• [Data excerpts]:

PR #2808, opened 2022-11-29
IncFock Standardization Part 2: DirectJK

davpoolechem:
## Description
This PR is a continuation of the IncFock standardization effort initially started in https://github.com/psi4/psi4/pull/2682, and restarted in https://github.com/psi4/psi4/pull/2792. It is the second PR listed in the PR submission scheme discussed in the comments in https://github.com/psi4/psi4/pull/2682.

For all intents and purposes, the PR has basically the same changes as https://github.com/psi4/psi4/pull/2792, except applied to DirectJK instead of DFJLinK. The same benefits to DFJLinK seen in https://github.com/psi4/psi4/pull/2792 are applied to DirectJK here, and many of the same points of the benefits of that PR apply here, as well.

A couple of notes to be had for reviewers, some of which arise from discussions in https://github.com/psi4/psi4/pull/2792:
1. Unlike https://github.com/psi4/psi4/pull/2792, this PR is independent of the CompositeJK effort, since this PR is localized within DirectJK.
2. This PR makes slightly more expansive changes to the DirectJK infrastructure to support the new IncFock formalism, but it is still not a massive number of changes; and most of these changes are similar to those observed in DFJLinK in https://github.com/psi4/psi4/pull/2792.
3. As with https://github.com/psi4/psi4/pull/2792, this PR does not remove the bells and whistles related to IncFock seen in DirectJK (e.g., recomputing the full Fock matrix every so often, disabling IncFock past a given convergence threshold). This PR incorporates the DFJCOSK IncFock formalism as much as possible into DirectJK, while maintaining the IncFock bells and whistles seen in DirectJK.
4. It should be noted that there are no directJK-x tests akin to the linK-x tests, and thus, no IncFock efficiency tests were added in this PR, as was done for DFJLinK in https://github.com/psi4/psi4/pull/2792. Technically, IncFock efficiency tests could be added to scf5, but I feel that goes against the spirit of the scf5 test.
5. I looked at stability tests, as well. STABILITY_ANALYSIS=CHECK works for all of RHF, ROHF, and UHF references.

N/A

## Dev notes & details
- [X] Switches DirectJK to using the incremental Fock build implementation used in DFJCOSK. This change standardizes the incremental Fock implementation between DirectJK and DFJCOSK and improves the memory usage of DirectJK in the process.
- [X] Changes DirectJK machinery to support new incremental Fock formalism.

## Questions
- [x] Do we want to add extra tests for DirectJK to allow for Incremental Fock efficiency tests?

## Checklist

## Status
- [X] Ready for review
- [x] Ready for merge

### DIFF
--- a/psi4/src/psi4/libfock/DirectJK.cc
+++ b/psi4/src/psi4/libfock/DirectJK.cc
@@ -161,7 +161,7 @@ void DirectJK::incfock_postiter() {
 }
 
 void DirectJK::compute_JK() {
-
+   
 #ifdef USING_BrianQC
     if (brianEnable) {
         // zero out J, K, and wK matrices
@@ -396,6 +396,22 @@ void DirectJK::build_JK_matrices(std::vector<std::shared_ptr<TwoBodyAOInt>>& int
     if (!build_J && !build_K) return;
     
     timer_on("build_JK_matrices()");
+
+    // => Zeroing... <= //
+    
+    // Ideally, this wouldnt be here at all
+    // It would be better covered in incfock_setup()
+    // But removing this causes a couple of tests to fail for some reason
+    
+    if (!do_incfock_iter_) {
+        for (auto& Jmat : J) {
+            Jmat->zero();
+        }
+    
+        for (auto& Kmat : K) {
+            Kmat->zero();
+        }
+    }
 
     // => Sizing <= //
 
--- a/psi4/src/psi4/libfock/DirectJK.cc
+++ b/psi4/src/psi4/libfock/DirectJK.cc
@@ -135,12 +135,12 @@ void DirectJK::incfock_setup() {
         size_t njk = D_ao_.size();
 
         // If there is no previous pseudo-density, this iteration is normal
-        if(initial_iteration_ || D_prev_.size() != njk) {
-            initial_iteration_ = true;
+        if (initial_iteration_ || D_prev_.size() != njk) {
+	        initial_iteration_ = true;
 
             D_ref_ = D_ao_;
             zero();
-        } else { // Otherwise, the iteraction is incremental
+        } else { // Otherwise, the iteration is incremental
             for (size_t jki = 0; jki < njk; jki++) {
                 D_ref_[jki] = D_ao_[jki]->clone();
                 D_ref_[jki]->subtract(D_prev_[jki]);
--- a/psi4/src/psi4/libfock/DirectJK.cc
+++ b/psi4/src/psi4/libfock/DirectJK.cc
@@ -162,12 +162,12 @@ void DirectJK::incfock_postiter() {
 
 void DirectJK::compute_JK() {
 
-    // zero out J, K, and wK matrices
-    zero();
-
 #ifdef USING_BrianQC
     if (brianEnable) {
-        brianBool computeCoulomb = (do_J_ ? BRIAN_TRUE : BRIAN_FALSE);
+        // zero out J, K, and wK matrices
+        zero();
+        
+	brianBool computeCoulomb = (do_J_ ? BRIAN_TRUE : BRIAN_FALSE);
         brianBool computeExchange = ((do_K_ || do_wK_) ? BRIAN_TRUE : BRIAN_FALSE);
 
         if (do_wK_ and not brianEnableDFT) {
@@ -397,15 +397,6 @@ void DirectJK::build_JK_matrices(std::vector<std::shared_ptr<TwoBodyAOInt>>& int
     
     timer_on("build_JK_matrices()");
 
-    // => Zeroing <= //
-    for (auto& Jmat : J) {
-        Jmat->zero();
-    }
-    
-    for (auto& Kmat : K) {
-        Kmat->zero();
-    }
-    
     // => Sizing <= //
 
     int nshell = primary_->nshell();
@@ -718,6 +709,17 @@ void DirectJK::build_JK_matrices(std::vector<std::shared_ptr<TwoBodyAOInt>>& int
         if (!touched) continue;
 
         // => Stripe out <= //
+        if (build_J) {
+	    for (auto& JTmat : JT[thread]) {
+                JTmat->scale(2.0);
+	    }
+        }
+        
+        if (build_K) {
+	    for (auto& KTmat : KT[thread]) {
+                KTmat->scale(2.0);
+	    }
+        }
 
         // if (thread == 0) timer_on("JK: Atomic");
         for (size_t ind = 0; ind < D.size(); ind++) {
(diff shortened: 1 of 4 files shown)


psi4/src/psi4/libfock/DirectJK.cc
```diff
@@ -131,93 +131,42 @@ void DirectJK::preiterations() {
...
 void DirectJK::compute_JK() {
-
-    // zero out J, K, and wK matrices
-    zero();
-
+   
 #ifdef USING_BrianQC
     if (brianEnable) {
+        // zero out J, K, and wK matrices
+        zero();
```
loriab, line 168: just checking that editing brianqc code intentional.

loriab (approved):
Thanks for looking at stability. Probably later we can add a test for each of the stabilities that parameterizes all the scf methods and incfock combinations.

davpoolechem:
> Thanks for looking at stability. Probably later we can add a test for each of the stabilities that parameterizes all the scf methods and incfock combinations.

You're welcome! This would probably be a good idea, especially since, from my testing, some issues pop up with stability tests UHF references depending on the SCF_TYPE method used currently.

psi4/src/psi4/libfock/DirectJK.cc
davpoolechem: Indeed it is!

The original DirectJK code has a call to zero() at the very beginning of compute_JK(). Unfortunately, this zero() call breaks the IncFock code when using the new IncFock formalism, so essentially, the call to zero() was moved down further in DirectJK. _However_, the call to zero() also occurs before the BrianQC code. So, I assumed that just flat-out getting rid of the call to zero() at the beginning would break the BrianQC code. The addition of zero() to BrianQC, then, is essentially making sure that zero() is still called at the beginning when BrianQC is used.

Thinking about it further, though, it's possible this same effect can be had by just replacing the original call to zero() with something like

`if (!incfock_) zero();`

Then, the zero() call is only done for non-IncFock runs without changing the BrianQC code at all. Might be safer to do it that way, since I am not sure if we have immediate access to BrianQC to test changes to BrianQC code.

loriab: We don't have immediate BrianQC access, so I think the consolidated `zero()` you propose would be good.

JonathonMisiewicz (approved):
This all looks good to me. Let us know when this is ready to merge.

davpoolechem:
> This all looks good to me. Let us know when this is ready to merge.

Will do! I think I want to run a quick final test set with the DFJLinK PR merged in, to make sure nothing broke. Then, it should be good to go!

psi4/src/psi4/libfock/DirectJK.cc
davpoolechem: Will do, thanks! My only concern is some edge case where someone uses BrianQC while requesting IncFock, then the initial zeroing doesn't happen, and then BrianQC possibly breaks.

davpoolechem:
So the CI error here is... interesting.

`FAILED: src/psi4/libdpd/CMakeFiles/dpd.dir/buf4_mat_irrep_wrt.cc.obj 
C:\PROGRA~1\LLVM\bin\clang-cl.exe  /nologo -TP -DUSING_LAPACK_MKL -D_CRT_NONSTDC_NO_DEPRECATE -D_CRT_NONSTDC_NO_WARNINGS -D_CRT_SECURE_NO_WARNINGS -D_USE_MATH_DEFINES -ID:\a\1\s\psi4\include -ID:\a\1\s\psi4\src -imsvc C:\tools\miniconda3\include -imsvc C:\tools\miniconda3\Library\include -imsvc C:\tools\miniconda3\Library\include\eigen3 /arch:AVX /O2 /Ob2 /DNDEBUG -MD /EHsc -Xclang -fopenmp -std:c++17 /showIncludes /Fosrc\psi4\libdpd\CMakeFiles\dpd.dir\buf4_mat_irrep_wrt.cc.obj /Fdsrc\psi4\libdpd\CMakeFiles\dpd.dir\dpd.pdb -c -- D:\a\1\s\psi4\src\psi4\libdpd\buf4_mat_irrep_wrt.cc
In file included from D:\a\1\s\psi4\src\psi4\libdpd\buf4_mat_irrep_wrt.cc:33:
In file included from C:\Program Files\Microsoft Visual Studio\2022\Enterprise\VC\Tools\MSVC\14.34.31933\include\cstdio:9:
C:\Program Files\Microsoft Visual Studio\2022\Enterprise\VC\Tools\MSVC\14.34.31933\include\yvals_core.h(784,1): error: static_assert failed "Error in C++ Standard Library usage."
_EMIT_STL_ERROR(STL1000, "Unexpected compiler version, expected Clang 14.0.0 or newer.");
^~~~~~~~~~~~~~~~~~~~~~~~~~~~~~~~~~~~~~~~~~~~~~~~~~~~~~~~~~~~~~~~~~~~~~~~~~~~~~~~~~~~~~~~
C:\Program Files\Microsoft Visual Studio\2022\Enterprise\VC\Tools\MSVC\14.34.31933\include\yvals_core.h(456,5): note: expanded from macro '_EMIT_STL_ERROR'
    static_assert(false, "Error in C++ Standard Library usage.")
    ^             ~~~~~
1 error generated.`

Two overall errors on the Windows Psi4 build in this vein.

loriab:
I've gotten that once today, too. Then I've gotten distracted by other matters. Even if a restart fixes it, another CI failure will crop up later on, so please rebase, and we'll see if this is a consistent issue.

loriab:
I got the static_assert error again now. The file it's triggering on hasn't had recent changes, so I don't know why it's popping up now, unless it's an intermittant/brownout strategy to push upgrades. Anyways, switching the llvm version https://github.com/psi4/psi4/pull/2791/files#diff-9f5f8e4d87a7d1fbb0e8f30d1c680c5f42f6af10c04aa81d342c7dfa5af9a99fR10 at least gets the build started.

davpoolechem:
> I got the static_assert error again now. The file it's triggering on hasn't had recent changes, so I don't know why it's popping up now, unless it's an intermittant/brownout strategy to push upgrades. Anyways, switching the llvm version https://github.com/psi4/psi4/pull/2791/files#diff-9f5f8e4d87a7d1fbb0e8f30d1c680c5f42f6af10c04aa81d342c7dfa5af9a99fR10 at least gets the build started.

Hmmmm, I see. Thank you for looking into this! I just rebased and pushed again, so we will see if that helps.

loriab:
The LLVM bump was a trial in a branch, not master, so you'll have to edit, not just rebase. Sorry I was unclear.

• [Exercise objective]: Retype only this range exactly: the first line of the data through the line where "## Description" appears.

• [Exercise result]:
PR #2808, opened 2022-11-29
IncFock Standardization Part 2: DirectJK

davpoolechem:
## Description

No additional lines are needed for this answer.